The pipeline already runs tximport, so on Path A you do not need this skill's build_counts_matrix.py. Use the merged TSV directly.

Handoff to PyDESeq2

salmon.merged.gene_counts_length_scaled.tsv is genes × samples, with a leading gene_id (and usually gene_name) column, and non-integer values. Round to integers for PyDESeq2:

python
import pandas as pd

df = pd.read_csv("results/star_salmon/salmon.merged.gene_counts_length_scaled.tsv", sep="\t")
df = df.drop(columns=[c for c in ["gene_name"] if c in df.columns]).set_index("gene_id")
counts = df.round().astype(int)          # genes x samples, integer
counts.to_csv("counts.csv")              # hand to the pydeseq2 skill (it transposes to samples x genes)
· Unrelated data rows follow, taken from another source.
PR #2446, opened 2019-06-03
Bump autoscaler to 1.2.1

bikramnehra:
## Description

Ref: https://github.com/SUSE/scf/pull/2364

**JIRA:** https://jira.suse.com/browse/CAP-251

## Test plan

1. Make sure the build is passing
2. Test upgrades from CAP 1.4
3. Must be tested on CaaSP as per IBM

### DIFF
--- a/container-host-files/etc/scf/config/opinions.yml
+++ b/container-host-files/etc/scf/config/opinions.yml
@@ -48,100 +48,97 @@ properties:
     cf:
       client_id: app_autoscaler
       grant_type: client_credentials
-      password: "" # unused
-      username: "" # unused
+      skip_ssl_validation: true
     api_server:
+      service_offering_enabled: false
+      require_consul: false
+      port: 7100
+      publicPort: 7106
+      health:
+        port: 9101
       eventgenerator:
         port: 7105
       metrics_collector:
         port: 7103
-      port: 7100
-      publicPort: 7106
-      require_consul: false
-      service_broker:
-        port: 7107
       scheduler:
         port: 7102
       scaling_engine:
         port: 7104
+      db_config:
+        max_connections: 5
+        min_connections: 1
+        idle_timeout: 60000
     appmetrics_db:
       databases:
         - name: "autoscaler"
           tag: "default"
-      port: 5432
-      db_scheme: postgres
-    binding_db:
-      databases:
-        - name: "autoscaler"
-          tag: "default"
-      port: 5432
-      db_scheme: postgres
+      db_scheme: postgres          
     eventgenerator:
-      metricscollector:
-        port: 7103
       require_consul: false
-      scaling_engine:
-        port: 7104
       server:
         port: 7105
+      health:
+        port: 9105   
+      metricscollector:
+        host: localhost
+        port: 7103
+      scaling_engine:
+        port: 7104
     instancemetrics_db:
       databases:
         - name: "autoscaler"
           tag: "default"
-      port: 5432
-      db_scheme: postgres
+      db_scheme: postgres          
     lock_db:
       databases:
         - name: "autoscaler"
           tag: "default"
-      port: 5432
-      db_scheme: postgres
+      db_scheme: postgres          
     metricscollector:
+      require_consul: false
       server:
         port: 7103
-      require_consul: false
+      health:
+        port: 9103        
     policy_db:
       databases:
         - name: "autoscaler"
           tag: "default"
-      port: 5432
-      db_scheme: postgres
+      db_scheme: postgres          
     operator:
       require_consul: false
+      health:
+        port: 9108   
       scaling_engine:
+        host: localhost
         port: 7104
       scheduler:
+        host: localhost      
         port: 7102
     scalingengine:
-      health:
-        port: 8083
       require_consul: false
       server:
         port: 7104
+      health:
+        port: 9104
     scalingengine_db:
       databases:
         - name: "autoscaler"
           tag: "default"
-      port: 5432
-      db_scheme: postgres
+      db_scheme: postgres          
     scheduler:
-      port: 7102
       require_consul: false
+      port: 7102
+      health:
+        port: 9102      
       scaling_engine:
+        host: localhost
         port: 7104
     scheduler_db:
       databases:
         - name: "autoscaler"
           tag: "default"
-      port: 5432
-      db_scheme: postgres
-    service_broker:
-      username: username
-      api_server:
-        port: 7100
-      port: 7107
-      publicPort: 7101
-      require_consul: false
+      db_scheme: postgres          
   bits-service:
     active_signing_key:
       key_id: key1
@@ -452,7 +449,7 @@ properties:
       # go into the SCF zone.
       app_autoscaler:
         # Requires read-only admin to look up stats, and write admin to do scaling
-        authorities: cloud_controller.read,cloud_controller.write,cloud_controller.admin
+        authorities: cloud_controller.read,cloud_controller.write,cloud_controller.admin,uaa.resource
         authorized-grant-types: client_credentials
       cc-service-dashboards:
         scope: cloud_controller_service_permissions.read,openid
--- a/container-host-files/etc/scf/config/role-manifest.yml
+++ b/container-host-files/etc/scf/config/role-manifest.yml
@@ -132,9 +132,9 @@ releases:
   version: "4.46"
   sha1: "dc3d8dd8c7bba73b54b67054a478ee93caeb9968"
 - name: app-autoscaler
-  version: "1.0.0"
-  url: "https://bosh.io/d/github.com/cloudfoundry-incubator/app-autoscaler-release?v=1.0.0"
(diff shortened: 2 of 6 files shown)


container-host-files/etc/scf/config/role-manifest.yml
```diff
@@ -2154,45 +2171,62 @@ instance_groups:
...
       bosh_containerization:
+        colocated_containers:
+        - loggregator-agent
         run:
           scaling:
             min: 1
             max: 3
             ha: 2
-          memory: 128
+          memory: 1024
```
bikramnehra: What is the reason behind such a significant change in memory requirements?

container-host-files/etc/scf/config/role-manifest.yml
```diff
@@ -3128,78 +3033,13 @@ variables:
...
-    description: A PEM-encoded TLS key for clients to connect to the Autoscaler API.
-      This includes the Autoscaler ApiServer and the Service Broker.
-    required: true
 - name: AUTOSCALER_ASAPI_PUBLIC_SERVER_CERT
   options:
     secret: true
     ca: INTERNAL_CA_CERT
     alternative_names:
     - autoscaler.{{.DOMAIN}}
+    - localhost
```
bikramnehra: Do we need to have `localhost` in SAN?

src/scf-release/src/acceptance-tests-brain/test-resources/policy.json
```diff
@@ -1,32 +1,13 @@
...
+  "scaling_rules": [{
+      "metric_type": "memoryused",
+      "stat_window_secs": 60,
+      "breach_duration_secs": 60,
+      "threshold": 10,
+      "operator": ">=",
+      "cool_down_secs": 300,
+      "adjustment": "+1"
+  }]
+}
```
bikramnehra: newline?

container-host-files/etc/scf/config/opinions.yml
```diff
@@ -48,100 +48,97 @@ properties:
     cf:
       client_id: app_autoscaler
       grant_type: client_credentials
-      password: "" # unused
-      username: "" # unused
+      skip_ssl_validation: true
```
jandubois: Why is this necessary?

container-host-files/etc/scf/config/opinions.yml
```diff
@@ -452,7 +449,7 @@ properties:
       # go into the SCF zone.
       app_autoscaler:
         # Requires read-only admin to look up stats, and write admin to do scaling
-        authorities: cloud_controller.read,cloud_controller.write,cloud_controller.admin
+        authorities: cloud_controller.read,cloud_controller.write,cloud_controller.admin,uaa.resource
```
jandubois: I don't know what the `uaa.resource` scope does; why does the autoscaler need it?

container-host-files/etc/scf/config/role-manifest.yml
```diff
@@ -2154,45 +2171,62 @@ instance_groups:
...
-          scaling:
-            min: 1
-            max: 3
-            ha: 2
-          memory: 2350
-          virtual-cpus: 2
+      bosh_containerization:    
         ports:
-        - name: scaling-engine  # scalingengineport
+        - name: eventgen  # eventgenereatorport
```
jandubois: Spelling: `eventgeneratorport`

container-host-files/etc/scf/config/role-manifest.yml
```diff
@@ -2154,45 +2171,62 @@ instance_groups:
...
+        - name: eghealthport
+          protocol: TCP
+          external: 9105
+          internal: 9105
+  - name: bpm
+    release: bpm
+    properties:
+      bosh_containerization:
+        run:
+          capabilities: [ALL]
```
jandubois: No need to specify `capabilities` for a `privileged` container.

container-host-files/etc/scf/config/role-manifest.yml
```diff
@@ -2206,110 +2240,71 @@ instance_groups:
...
-            max: 3
-            ha: 2
-          memory: 2350
-          virtual-cpus: 2
-        ports:
-        - name: eventgen  # eventgenereatorport
-          protocol: TCP
-          external: 7105
-          internal: 7105
+          capabilities: [ALL]
```
jandubois: No need to specify `capabilities` for a `privileged` container.

container-host-files/etc/scf/config/role-manifest.yml
```diff
@@ -3258,218 +3099,29 @@ variables:
...
     required: true
-- name: AUTOSCALER_DATABASE_MAX_CONNECTIONS
+- name: AUTOSCALER_DB_ADDRESS
   options:
-    default: 1000
-    description: The maximum number of connections the Autoscaler postgres database
-      server could serve.
+    default: "autoscaler-postgres-postgres.((KUBERNETES_NAMESPACE)).svc.((KUBERNETES_CLUSTER_DOMAIN))"
+    description: The password for the Autoscaler postgres database.
+    required: true
```
jandubois: The `descriptions` sounds wrong.

And `required: true` is meaningless when you have a `default` value.

container-host-files/etc/scf/config/role-manifest.yml
jandubois: I'm a little surprised how many certs need a `localhost` alt name. Not really a problem, but I would like to understand why this was done.

container-host-files/etc/scf/config/opinions.yml
cdlliuy: autoscaler will connect to uaa api for authorization and cf api to get app info and trigger scale.  When running with the self-signed certs ,   we need this flag to ensure the correctly connection .

container-host-files/etc/scf/config/opinions.yml
cdlliuy: this is due to a functional change in app-autoscaler in which we need to allow cf admin's access to autoscaler resourc.  To validate admin role,  the  uaa.resource authority is required to invoke /token endpoint.

container-host-files/etc/scf/config/opinions.yml
jandubois: Maybe I'm confused, but doesn't this just mean that you are missing to authorize the internal CA in some of your roles?

```
  - name: authorize-internal-ca # needs to be second as it is a dependency of other jobs.
    release: scf
```

Assuming you include this job in all your roles, all self-signed certs should verify correctly.

container-host-files/etc/scf/config/role-manifest.yml
cdlliuy: In the recent app-autoscaler releases,  we enabled local cache to reduce the frequency of database access for metric data, so more memory is required here.

container-host-files/etc/scf/config/role-manifest.yml
cdlliuy: To colocated different jobs inside 1 container and avoid the hairpin issue, 
 the "localhost" access is hardcoded, such as , https://github.com/SUSE/scf/blob/507d14f3cb354d35de47fb673e43a8e160268717/container-host-files/etc/scf/config/opinions.yml#L135
Without "localhost" in SAN, the tls connection will be rejected with dns mismatch.

cdlliuy:
I pushed an update in https://github.com/cdlliuy/scf/commit/fed4a57329c8dee558cc186435533c177e117759 since I can't push directly in this repo. 

But given the test on my vagrant box is too slow, I didn't finish the "vagrant-preq" step yet.  That means the changes are not validated ..

container-host-files/etc/scf/config/role-manifest.yml
bikramnehra: already answered in previous comment so resolving this one

bikramnehra:
@cdlliuy Unfortunately again started seeing issues in `autoscaler-brains` after pulling your latest changes. I didn't had a chance to go though the failures yet. However, here is detailed log: [autoscaler-logs.txt](https://github.com/SUSE/scf/files/3259157/autoscaler-logs.txt)

container-host-files/etc/scf/config/opinions.yml
cdlliuy: @jandubois ,  I need to keep 'skip_ssl_validation' here since the access target is the CC public API,  not for internal CA. Just like the "cf cli" and "smoke" test need to use "skip_ssl_valication" flag ..   If not,   autoscaler will report issue 
```
{"timestamp":"2019-06-06T05:01:53.211Z","source":"autoscaler:apiserver","text":"Failed to get Cloud Foundry API information","log_level":"error","data":{"info url":"https://api.cf.svc.cluster.local:9024/v2/info","error":{"code":"UNABLE_TO_VERIFY_LEAF_SIGNATURE","statusCode":500}}}
```

cdlliuy:
@bikramnehra , I pushed a new commit https://github.com/cdlliuy/scf/commit/a83830bcbc59eca167b4f47db7743268336b9be4  to add "skip_ssl_validation" back to pass the test.   Please help to retry.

Build metadata.csv (index = sample IDs matching the count columns; columns = condition, batch, …) and proceed with the pydeseq2 skill. The pipeline's own deseq2_qc/ PCA is a good first sanity check before you run your own contrasts. Length-scaled counts are appropriate to round and use directly — see counts-and-handoff.md for the reasoning and the alternative offset-based route.